=== EXERCISE DETAILS ===
Check each line of the data below for the word "UpdateActiveUserEnvironmentAsync", then extract the ones that have it.

=== PROVIDED RECORDS ===
========
PR #2795, opened 2023-09-25
[PM-3741] [PM-3750] Improvements to local storage handling

mpbw2:
## Type of change
- [X] Bug fix
- [ ] New feature development
- [ ] Other

## Objective

Improvements to the way we handle file attachment intents and storage restrictions

## Code changes

* **FileService.cs / Constants.cs / filepaths.xml:** Convert to using specific path for temporary camera images using purpose-driven path restrictions
* **MainActivity.cs:** For non-camera attachments do not allow URIs pointing to our app's private storage. For camera attachments use the new temp path defined above.  In both cases a resulting filename is required to continue with the attachment process as another layer of security.

## Before you submit

### DIFF
--- a/src/Android/MainActivity.cs
+++ b/src/Android/MainActivity.cs
@@ -239,18 +239,22 @@ namespace Bit.Droid
                 string fileName = null;
                 if (data != null && data.Data != null)
                 {
-                    uri = data.Data;
-                    fileName = AndroidHelpers.GetFileName(ApplicationContext, uri);
+                    if (!data.Data.ToString()?.Contains(Constants.PACKAGE_NAME) ?? false)
+                    {
+                        uri = data.Data;
+                        fileName = AndroidHelpers.GetFileName(ApplicationContext, uri);
+                    }
                 }
                 else
                 {
                     // camera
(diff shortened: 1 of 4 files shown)


src/Android/MainActivity.cs
```diff
@@ -239,18 +239,22 @@ protected override void OnActivityResult(int requestCode, Result resultCode, Int
                 string fileName = null;
                 if (data != null && data.Data != null)
                 {
-                    uri = data.Data;
-                    fileName = AndroidHelpers.GetFileName(ApplicationContext, uri);
+                    if (!data.Data.ToString()?.Contains(Constants.PACKAGE_NAME) ?? false)
```
fedemkr, line 242: 🤔 Can `ToString()` return `null` when `data.Data` is not `null` (given the if check above)? 
🤔 If so, do you think the next would be easier to read?
```suggestion
                    if (data.Data.ToString()?.Contains(Constants.PACKAGE_NAME) != true)
```

mpbw2: Rider is telling me `Uri.ToString()` can return null so I'm trusting it.  Also agree your modification is easier to read 👍

fedemkr (approved):

PR #2798, opened 2023-09-26
[PM-2671] Update mobile client to use regions

andrebispo5:
## Type of change
- [ ] Bug fix
- [ ] New feature development
- [ ] Other

## Objective

Modify the region selector to store the region in state and use that region to look up the proper URLs.
Add “cleanup” logic on startup to look for the Vault URL in the base URL and set the region appropriately, removing the base URL from state.

## Code changes

**src/Core/Models/Data/EnvironmentUrlData.cs**: 
Add missing urls for US and EU clients.

https://github.com/bitwarden/mobile/compare/auth/pm-2671/regions?expand=1#diff-443cceacc227560ece2b5ab7a956287a7737bd46e0cf0d5e9fb081ddd1f515acR113
Add method to migrate old users that don't have region, this will set a region according to their base url saved.

## Screenshots

No visual updates.

## Before you submit


src/Core/Services/EnvironmentService.cs
```diff
@@ -96,15 +110,57 @@ public async Task SetUrlsFromStorageAsync()
...
+                {
+                    return await SetRegionAsync(Region.US);
+                }
+                urls = FormatUrls(selfHostedUrls);
+            }
+            else
+            {
+                urls = region.GetUrls();
+            }
+
```
fedemkr, line 163: 🤔 To avoid racing conditions, what do you think about changing the order this is done given that if the self hosted Uris are empty then US will be set afterwards, but in the meantime PreAuth would have been set to SelfHost which would be wrong, so I imagine something like this:
```suggestion
            EnvironmentUrlData urls;
            
            if (region == Region.SelfHosted)
            {
                // If user saves a self-hosted region with empty fields, default to US
                if (selfHostedUrls.IsEmpty)
                {
                    return await SetRegionAsync(Region.US);
                }
                urls = FormatUrls(selfHostedUrls);
            }
            else
            {
                urls = region.GetUrls();
            }
            
            await _stateService.SetPreAuthRegionAsync(region);
            SelectedRegion = region;

```
Addionally, this would be theoretically faster in the case self hosted urls are empty because we are awaiting only one time setting pre auth region.

src/Core/Services/EnvironmentService.cs
```diff
@@ -113,20 +169,19 @@ public async Task<EnvironmentUrlData> SetUrlsAsync(EnvironmentUrlData urls)
...
+        {
+            urls.Base = FormatUrl(urls.Base);
+            urls.WebVault = FormatUrl(urls.WebVault);
+            urls.Api = FormatUrl(urls.Api);
+            urls.Identity = FormatUrl(urls.Identity);
+            urls.Icons = FormatUrl(urls.Icons);
+            urls.Notifications = FormatUrl(urls.Notifications);
+            urls.Events = FormatUrl(urls.Events);
             return urls;
         }
```
fedemkr, line 186: 🎨 I think both `FormatUrls(...)` methods should be moved inside `EnvironmentUrlData` given that IMO the service shouldn't be responsible of formatting it but the object itself; additionally it improves maintainability if another url is added to the `EnvironementUrlData`, so the method is just in there to be seen by the developer and update it accordingly.

src/Core/Services/StateService.cs
```diff
@@ -1359,6 +1359,39 @@ public void SetConfigs(ConfigResponse value)
             _storageMediatorService.Save(Constants.ConfigsKey, value);
         }
 
+        public async Task<Region?> GetActiveUserRegionAsync(string userId = null)
+        {
+            return (await GetAccountAsync(
+                ReconcileOptions(new StorageOptions { UserId = userId }, await GetDefaultStorageOptionsAsync())
+            ))?.Settings?.Region;
+        }
```
fedemkr, line 1367: 🎨 Naming doesn't reflect the method given that it says **active user** and given that the `userId` is being passed, it could be a different user than the active one. If the intent is to get the active one, then remove the parameter and use:
```suggestion
        public async Task<Region?> GetActiveUserRegionAsync()
        {
            return await GetActiveUserCustomDataAsync(a => a?.Settings?.Region);
        }
```
Otherwise, rename to `GetRegionAsync(string userId = null)`

src/Core/Services/StateService.cs
```diff
@@ -1359,6 +1359,39 @@ public void SetConfigs(ConfigResponse value)
...
+
+        public async Task UpdateActiveUserEnvironmentAsync(Region region, EnvironmentUrlData urls, string userId = null)
```
fedemkr, line 1369: 🎨 Naming issue, if it's the active user then remove the `userId` parameter, otherwise change the name to `UpdateEnvironmentAsync(Region region, EnvironmentUrlData urls, string userId = null)`

src/Core/Utilities/RegionExtensions.cs
```diff
@@ -0,0 +1,52 @@
...
+        {
+            switch (region)
+            {
+                case Region.US:
+                    return EnvironmentUrlData.DefaultUS;
+                case Region.EU:
+                    return EnvironmentUrlData.DefaultEU;
+                case Region.SelfHosted:
+                default:
+                    return null;
```
fedemkr, line 18: 🎨 Use just `default` that will cover the `SelfHosted` as well. Apply it also on the other extensions methods of this file.
```suggestion
                default:
                    return null;
```

src/Core/Services/EnvironmentService.cs
```diff
@@ -54,38 +56,50 @@ public string GetWebSendUrl()
...
+            if (!string.IsNullOrWhiteSpace(url))
+            {
+                if (url.Contains(Region.US.Domain()) || url.Contains(Region.EU.Domain()))
+                {
+                    return CoreHelpers.GetDomain(url);
+                }
+                return CoreHelpers.GetHostname(url);
+            }
+            return string.Empty;
+        }
```
fedemkr, line 71: 🤔 Can this be reused somehow? I see the same logic applied in `AccountView.ParseEndpoint(...)`

fedemkr (changes requested):

src/Core/Services/EnvironmentService.cs
```diff
@@ -54,38 +56,50 @@ public string GetWebSendUrl()
...
-                BaseUrl = urls.Base;
-                WebVaultUrl = urls.WebVault;
-                ApiUrl = envUrls.Api = urls.Api;
-                IdentityUrl = envUrls.Identity = urls.Identity;
-                IconsUrl = urls.Icons;
-                NotificationsUrl = urls.Notifications;
-                EventsUrl = envUrls.Events = urls.Events;
-                _apiService.SetUrls(envUrls);
+                // Migrate old users to regions
+                region ??= await MigrateToRegionsAsync(urls);
```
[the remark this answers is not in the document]
andrebispo5: Yup thanks! This way i can iterate all accounts in state and update them all at once.

src/Core/Services/EnvironmentService.cs
```diff
@@ -96,15 +110,57 @@ public async Task SetUrlsFromStorageAsync()
...
+                await _stateService.UpdateActiveUserEnvironmentAsync(Region.US, Region.US.GetUrls());
+                return Region.US;
+            }
+            if (urls.Base == Region.EU.BaseUrl())
+            {
+                await _stateService.UpdateActiveUserEnvironmentAsync(Region.EU, Region.EU.GetUrls());
+                return Region.EU;
+            }
+            await _stateService.UpdateActiveUserEnvironmentAsync(Region.SelfHosted, urls);
+            return Region.SelfHosted;
```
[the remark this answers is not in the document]
andrebispo5: Added extra check to avoid settings urls to null if environment is SelfHosted.
`await _stateService.UpdateActiveUserEnvironmentAsync(region, region.GetUrls() ?? urls);`

src/Core/Services/StateService.cs
andrebispo5: This was removed and moved into the state migration service.

src/Core/Services/EnvironmentService.cs
andrebispo5: Moved logic into EnvironmentUrlData.

src/Core/Services/StateMigrationService.cs
```diff
@@ -837,6 +841,43 @@ internal enum UsernameEmailType
...
+        {
+            // account data
+            var state = await GetValueAsync<State>(Storage.Prefs, V7Keys.StateKey);
+
+            foreach (var account in state.Accounts.Where(a => a.Value?.Profile?.UserId != null && a.Value?.Settings != null))
+            {
+                var urls = account.Value.Settings.EnvironmentUrls ?? Region.US.GetUrls();
+                account.Value.Settings.Region = urls.Region;
+                account.Value.Settings.EnvironmentUrls = urls.Region.GetUrls() ?? urls;
+                continue;
```
fedemkr, line 865: ⛏️ `continue;` is not necessary, remove.
```suggestion
```

src/Core/Models/Data/EnvironmentUrlData.cs
```diff
@@ -44,5 +46,63 @@ public class EnvironmentUrlData
...
+            if (!string.IsNullOrWhiteSpace(url))
+            {
+                if (url.Contains(Region.US.Domain()) || url.Contains(Region.EU.Domain()))
+                {
+                    return CoreHelpers.GetDomain(url);
+                }
+                return CoreHelpers.GetHostname(url);
+            }
+            return string.Empty;
+        }
```
fedemkr, line 106: 🎨 Could we change the name? As a consumer, I wouldn't know what to expect when calling `ParseEndpoint()`, I'd need to enter and see what it does to know what it will return.
Also, I feel like changing the order would be beneficial for reading:
```suggestion
        public string ParseEndpoint()
        {
            var url = WebVault ?? Base ?? Api ?? Identity;
            if (string.IsNullOrWhiteSpace(url))
            {
                return string.Empty;
            }
            if (url.Contains(Region.US.Domain()) || url.Contains(Region.EU.Domain()))
            {
                return CoreHelpers.GetDomain(url);
            }
            return CoreHelpers.GetHostname(url);
        }
```

fedemkr (changes requested):
Much better 🎉  Such tiny improvements! Also, I think the migration is fine but @mpbw2 could you review it in case I'm missing something?

src/Core/Services/StateMigrationService.cs
```diff
@@ -837,6 +841,43 @@ internal enum UsernameEmailType
...
+
+        private class V7Keys
+        {
+            // global keys
+            internal const string StateKey = "state";
+            internal const string RegionEnvironmentKey = "regionEnvironment";
+            internal const string PreAuthEnvironmentUrlsKey = "preAuthEnvironmentUrls";
+        }
+
+        // Migrate environment data to use Regions
```
mpbw2, line 854: Comment should be inside `MigrateFrom6To7Async` block since additional (unrelated) migrations could be added before going to production

src/Core/Models/Data/EnvironmentUrlData.cs
fedemkr: 🎨 @andrebispo5 Could the name of `ParseEndpoint()` be changed? for the reasons explained above.

src/Core/Models/Data/EnvironmentUrlData.cs
```diff
@@ -20,5 +46,63 @@ public class EnvironmentUrlData
...
+            }
+            url = Regex.Replace(url, "\\/+$", string.Empty);
+            if (!url.StartsWith("http://") && !url.StartsWith("https://"))
+            {
+                url = string.Concat("https://", url);
+            }
+            return url.Trim();
+        }
+
+        public string GetDomainOrHost()
```
fedemkr, line 94: ⛏️ Just to be consistent with the helper naming I would change this to:
```suggestion
        public string GetDomainOrHostname()
```

fedemkr (changes requested):

fedemkr (approved):

PR #2813, opened 2023-10-04
[PM-868] Re-open app to item could crash the app

andrebispo5:
## Type of change
- [X] Bug fix
- [ ] New feature development
- [ ] Other

## Objective

Try fix the most reoccurring crash. If the app goes to background and there was an item open, when it comes to the foreground and tries to load the item again it could crash.
https://github.com/bitwarden/mobile/issues/2794
https://github.com/bitwarden/mobile/issues/2478

## Code changes

Check for previous opened item before trying to load the vault list.

## Before you submit

### DIFF
--- a/src/iOS.Core/Renderers/CollectionView/ExtendedGroupableItemsViewController.cs
+++ b/src/iOS.Core/Renderers/CollectionView/ExtendedGroupableItemsViewController.cs
@@ -38,7 +38,6 @@ namespace Bit.iOS.Core.Renderers.CollectionView
                     // Do nothing in here, this is temporary to get more info about the crash, if the logger fails, we want to get the info
                     // by crashing with the original exception and not the logger one
                 }
-                throw colEx;
             }
         }
     }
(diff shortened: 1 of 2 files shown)


src/iOS.Core/Renderers/CollectionView/ExtendedGroupableItemsViewController.cs
```diff
@@ -38,7 +38,6 @@ protected override void UpdateTemplatedCell(TemplatedCell cell, NSIndexPath inde
                     // Do nothing in here, this is temporary to get more info about the crash, if the logger fails, we want to get the info
                     // by crashing with the original exception and not the logger one
                 }
-                throw colEx;
```
fedemkr, line 41: 🤔 Could we allow throwing all exceptions except the one that is being reported in AppCenter while crashing? If I'm not mistaken it would be `IndexOutOfRangeException`, so basically adding:
```c#
if (ex is IndexOutOfRangeException)
{
     return;
}
throw colEx;
```
Because if we don't throw anything we might lose information on AppCenter on non-related issues to this one.

fedemkr (approved):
========
=== WORKED SOLUTION ===
+        public async Task UpdateActiveUserEnvironmentAsync(Region region, EnvironmentUrlData urls, string userId = null)
+                await _stateService.UpdateActiveUserEnvironmentAsync(Region.US, Region.US.GetUrls());
+                await _stateService.UpdateActiveUserEnvironmentAsync(Region.EU, Region.EU.GetUrls());
+            await _stateService.UpdateActiveUserEnvironmentAsync(Region.SelfHosted, urls);
`await _stateService.UpdateActiveUserEnvironmentAsync(region, region.GetUrls() ?? urls);`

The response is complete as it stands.